**** Data for analysis ****

PR #2, opened 2023-04-28
Rollup of changes made since the initial commit

timothyfroehlich:
Beginning the transition over to GitHub, migrating the changes over from the old repo

PR #31, opened 2023-05-08
Support progress bars where an element just moves along the bar

### LINKED ISSUE #58: Support progress bar indicator mode
Support another type of progress bar where a visual element, like a tick mark, just moves along the bar instead of growing as a normal progress bar does.

rylin8:
Add a new plugin option to the dials and gauges plugin to move a frame or rect along a progress bar instead of adjusting the size like a normal progress bar. Write this new boolean into the plugin data, parse it, and render it in FrameRender.

Fix #58

### DIFF
--- a/designcompose/src/main/java/com/android/designcompose/FrameRender.kt
+++ b/designcompose/src/main/java/com/android/designcompose/FrameRender.kt
@@ -38,9 +38,13 @@ import androidx.compose.ui.graphics.toArgb
 import androidx.compose.ui.unit.IntSize
 import androidx.core.graphics.minus
 import androidx.core.graphics.plus
+import com.android.designcompose.serdegen.ArcMeterData
 import com.android.designcompose.serdegen.BoxShadow
 import com.android.designcompose.serdegen.MeterData
 import com.android.designcompose.serdegen.Overflow
+import com.android.designcompose.serdegen.ProgressBarMeterData
+import com.android.designcompose.serdegen.ProgressMarkerMeterData
+import com.android.designcompose.serdegen.RotationMeterData
 import com.android.designcompose.serdegen.StrokeAlign
 import com.android.designcompose.serdegen.StrokeCap
 import com.android.designcompose.serdegen.ViewShape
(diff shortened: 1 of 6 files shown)


support-figma/extended-layout-plugin/ui.html
```diff
@@ -156,6 +156,12 @@
           <label for="barVerticalSwitch" class="switch__label" style="font-weight:normal">Vertical</label>
         </div>
       </div>
+      <div style="display: flex">
+        <div class="switch">
+          <input id="barMoveOnlySwitch" type="checkbox" class="switch__toggle">
+          <label for="barMoveOnlySwitch" class="switch__label" style="font-weight:normal">Move Only (Scrubber)</label>
```
iamralpht, line 162: "Move Only" sounds a bit funny, but "Translate" sounds quite technical. I guess we can figure out the right way to name this once Aubrey gets into designing the plugin panel (but then we will need to update JS, Rust, and Kotlin...).

support-figma/extended-layout-plugin/code.ts
```diff
@@ -741,10 +741,19 @@ else if (figma.command === "move-plugin-data") {
     rotation = (node as FrameNode).rotation;
 
     if (node.type == "FRAME" || node.type == "RECTANGLE") {
-      if (meterData && meterData.progressBarData && meterData.progressBarData.vertical)
-        progress = node.height;
-      else
-        progress = node.width;
+      if (meterData && meterData.progressBarData) {
```
iamralpht, line 744: I wonder if there's some destructuring sugar like `if let Some(ProgressBarData::Vertical { end } = ...` in TypeScript so these can be less nesty. (Maybe ["Default Values" in this guide?](https://medium.com/@satyamsaluja04/destructuring-in-javascript-aliases-nested-objects-and-default-values-8fc1b378cf6d)). Maybe that makes it less readable?

iamralpht:
In your test doc, it would be nice to try out blend modes to carve a space around the "move only" scrubber thing. Can you see if that works?

[This page in the Compose documentation](https://developer.android.com/jetpack/compose/graphics/draw/modifiers) uses the "Clear" blend mode to make a space around a circle, and the parent object uses the "Normal" blend mode instead of the "Passthrough" blend mode. I think this kind of "cut out around a triangle" is fairly common for gas gauges.

support-figma/extended-layout-plugin/ui.html
rylin8: I really struggled to figure out what to call this. I was thinking of this as a tick mark, so maybe `tickMode` but that didn't sound right.

rylin8:
> In your test doc, it would be nice to try out blend modes to carve a space around the "move only" scrubber thing. Can you see if that works?
> 
> [This page in the Compose documentation](https://developer.android.com/jetpack/compose/graphics/draw/modifiers) uses the "Clear" blend mode to make a space around a circle, and the parent object uses the "Normal" blend mode instead of the "Passthrough" blend mode. I think this kind of "cut out around a triangle" is fairly common for gas gauges.

Hmm I am not familiar enough with Figma to know how to do this. Looks like you have to change the compositing strategy in Android to do this... don't know how to do that in Figma either. Maybe you can do a quick demo of it for me? My doc is https://www.figma.com/file/lZj6E9GtIQQE4HNLpzgETw/Dials-and-Gauges?node-id=72%3A32&t=3FvKMfq1qriFaJLP-1

iamralpht:
> Hmm I am not familiar enough with Figma to know how to do this. Looks like you have to change the compositing strategy in Android to do this... don't know how to do that in Figma either. Maybe you can do a quick demo of it for me? My doc is https://www.figma.com/file/lZj6E9GtIQQE4HNLpzgETw/Dials-and-Gauges?node-id=72%3A32&t=3FvKMfq1qriFaJLP-1

Ok, I tried with `#ProgressFrameMoveOnlyIndicator`, but Figma doesn't have a "Clear" blend mode, and without that I can't make it work. I think we will need to implement masking (or native boolean ops!! yikes!!) to do this correctly.

iamralpht:
@timothyfroehlich I kicked the CI job for MediaCompose again on this -- it failed to checkout the ktfmt prebuilt (missing commit? but might just be a weird timeout error?)

designcompose/src/main/java/com/android/designcompose/FrameRender.kt
```diff
@@ -370,12 +370,38 @@ internal fun ContentDrawScope.render(
                                 progressBarData.discrete,
                                 progressBarData.discreteValue
                             )
-                        if (progressBarData.vertical) {
-                            frameSize = Size(size.width, progress)
-                            val topOffset = style.top.pointsAsDp().value
-                            overrideTransform = androidx.compose.ui.graphics.Matrix()
-                            overrideTransform.translate(0F, -topOffset + end - progress)
-                        } else frameSize = Size(progress, size.height)
+                        if (progressBarData.moveOnly) {
```
timothyfroehlich, line 373: The code for if and else are very simmilar, and it's indented seven times. I have a few suggestions:

#1, refactor the code in the if and else blocks into a function.
#2, move the contents of the whole "is MeterData.progressBarData" block into a separate function. 
#3, can you add a unit test for the progress bar? Not a visual test, just a test of the math.

designcompose/src/main/java/com/android/designcompose/FrameRender.kt
```diff
@@ -370,12 +370,38 @@ internal fun ContentDrawScope.render(
...
+                                        ?: androidx.compose.ui.graphics.Matrix()
+                                val decomposed = style.transform.decompose(density)
+                                val topOffset = end + start - style.top.pointsAsDp().value
+                                overrideTransform.translate(
+                                    0F,
+                                    topOffset - progress + decomposed.translateY
+                                )
+                            } else {
+                                overrideTransform =
+                                    style.transform.asComposeTransform(density)
```
timothyfroehlich, line 386: Why isn't "start" and "end" used in the else block?

support-figma/extended-layout-plugin/ui.html
timothyfroehlich: What about reframing it from a boolean to an option named "progressIndicatorMode" or "indicatorMode", with the options being "expanding" or "positionOnly".

Or allow both options to exist at the same time? Have an "expanding" element and a "position" element, and just render both if frames are given for both.

timothyfroehlich (changes requested):

support-figma/extended-layout-plugin/ui.html
iamralpht: Heh, my feedback on the first round was to only allow one option at a time because it was hard for me to think of valid use cases for combinations, and because it multiplies the validation effort.

Fundamentally, we're either "transforming" (rotate or translate) or "resizing" (along an arc, or along a rect/frame's axis); that's a very low level description, but perhaps that's OK given all of the different ways of composing the drawing capabilities with this feature result in many use cases (progress, dials, gauges, indicators...) getting tackled.

@miriamvu wdyt?

rylin8: It would be harder to support having both since this is on one frame or one rectangle vector.

support-figma/extended-layout-plugin/code.ts
rylin8: Yea I can make this a little better, will clean up.

designcompose/src/main/java/com/android/designcompose/FrameRender.kt
rylin8: They are already taken into account with the calculation of `progress`. The vertical format needs additional calculations because positive y goes down, but we want the progress bar to go up.

support-figma/extended-layout-plugin/ui.html
miriamvu: I agree that we should allow one option at a time to keep things simpler and easier to understand/use.  As for terminology, it seems that the there are three possible operations:  translation, rotation, and scaling (Figma uses this term too for expanding and shrinking an item:  https://help.figma.com/hc/en-us/articles/360040451453-Resize-layers-with-the-scale-tool).   Hope this helps!

rylin8:
After further testing with various matrix transformations on progress bars, I found some bugs that I am in the process of fixing. The "vertical" option complicates things as I need a separate and more complicated code path for them, so I'm thinking of removing this option completely. A vertical progress bar should still be able to be created by simply rotating a horizontal progress bar.

rylin8:
After testing this with some more interesting progress bars with various transforms applied to them, I found some problems. I spent a lot of time trying to get this working for all transformations but have unable to so far. Since I think it will be rare to do these transformations, the current implementation mostly supports skew and rotation transformations, but some odd configurations won't work properly and will take a lot more work to get it right.

The latest changes are functional, but I have a couple cleanup changes incoming still.

rylin8:
Discussed with @miriamvu and am considering making the "indicator mode" a separate section, like below. Not sure what to call it still -- how about "Progress Marker"?
Screenshot 2023-05-16 at 4 27 21 PM

rylin8:
> Discussed with @miriamvu and am considering making the "indicator mode" a separate section, like below. Not sure what to call it still -- how about "Progress Marker"? Screenshot 2023-05-16 at 4 27 21 PM

Updated this PR with this change.

rylin8:
Rebased and removed `customProgressBar` since it is no longer used.

rylin8:
Fixed a few small issues and fixed typescript warnings. Please review!

rylin8:
> Fixed a few small issues and fixed typescript warnings. Please review!

Ping

support-figma/extended-layout-plugin/code.ts
```diff
@@ -707,12 +718,93 @@ else if (figma.command === "move-plugin-data") {
...
+    result.m11 = row0x
+    result.m12 = row0y
+    result.m21 = row1x
+    result.m22 = row1y
+
+    // Convert into degrees because our rotation functions expect it.
+    result.angle = radiansToDegrees(result.angle);
+
+		// calculate delta transform point
+		const px = deltaTransformPoint(t, { x: 0, y: 1 });
```
iamralpht, line 792: funny indent here -- wonder if we can get eslint going on the plugin sources at some point...

iamralpht (approved):
nice to fix the indent, but the logic is clear, and there's less repetition now (I'm still noodling on how we can share more logic between plugins/widgets and the DC runtime implementations...).

support-figma/extended-layout-plugin/code.ts
rylin8: Oops those got inserted as tabs, probably from copying some code. I'll fix in another commit as I have another change incoming soon.

designcompose/src/main/java/com/android/designcompose/FrameRender.kt
rylin8: This has been heavily refactored.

****

Work task - Where the string "transformations" shows up in the listing above, copy the line that holds it.

Reply to the exercise -
After further testing with various matrix transformations on progress bars, I found some bugs that I am in the process of fixing. The "vertical" option complicates things as I need a separate and more complicated code path for them, so I'm thinking of removing this option completely. A vertical progress bar should still be able to be created by simply rotating a horizontal progress bar.
After testing this with some more interesting progress bars with various transforms applied to them, I found some problems. I spent a lot of time trying to get this working for all transformations but have unable to so far. Since I think it will be rare to do these transformations, the current implementation mostly supports skew and rotation transformations, but some odd configurations won't work properly and will take a lot more work to get it right.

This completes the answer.